Stage	Event	Nutrient Limitation Effect
Embryonic	1° muscle fibers form	↓ primary proliferation, ↓ fiber # (uterine crowding)
Fetal	2° muscle fibers form	↓ secondary proliferation, ↓ fiber # (maternal nutrition)
Postnatal	Fiber hypertrophy + satellite cell fusion	Fiber number fixed; growth via size increase

Epithelial Tissues

Overview

Derived from all 3 germ layers. Tight junctions (cadherins), apical/basal polarity. Includes skin, hair, fur, scales, claws, internal organ linings, blood vessel linings.

Six types classified by cell shape (squamous, cuboidal, columnar) × number of layers (simple vs stratified).

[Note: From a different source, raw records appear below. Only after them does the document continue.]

Issue #7090, opened 2020-12-11
remove pss recipes


botn365:
the pss stores lots of energy very cheap wich wich allows people to mostly skip power gen in EV-LUV
sisne the there is now the LSC wich while stil has problems but is more balanced sisne it is way more expansif then the pss and equaly or more expansif then battery buffers
so the pss should be disabled by removing the abilety to make the controller and redox cells

alphaNOVAircraft:
The lsc on the other hand doesnt really feel rewarding at all to use early on, you gain zero capacity compared to usesing the orbs in a normal buffer, so basically all you do is accept some loss (its negligible, i know) and the ability to have infinit amp io.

Epidermis Layers (Stratified Squamous)

Cornified Layer (top)

Metabolism stops, organelles lost. Dead keratinized cells.

Granular Layer

Produces lipid granules, cross-links lysine-rich proteins.

Spinous Layer

Non-proliferative. Synthesizes network of keratin filaments (54-member family — main component of skin, hair, hooves, horns).

Basal Layer (bottom)

Proliferative compartment attached to basement membrane. Symmetric division → 2 basal cells (expands skin). Asymmetric division → 1 basal cell + 1 suprabasal cell (begins terminal differentiation).

Regulation of Epidermal Proliferation

Positive: β1 integrin (adhesion to matrix mesenchyme)
Negative: TGF-β (Transforming Growth Factor-β)
Differentiation: Notch signaling (contact-dependent cell-cell interaction)

Epithelium Development

Requires morphogenetic cell sheet movements, junction formation with neighboring epithelial cells (cadherins), and interaction with underlying mesenchyme (production of growth factors like FGFs).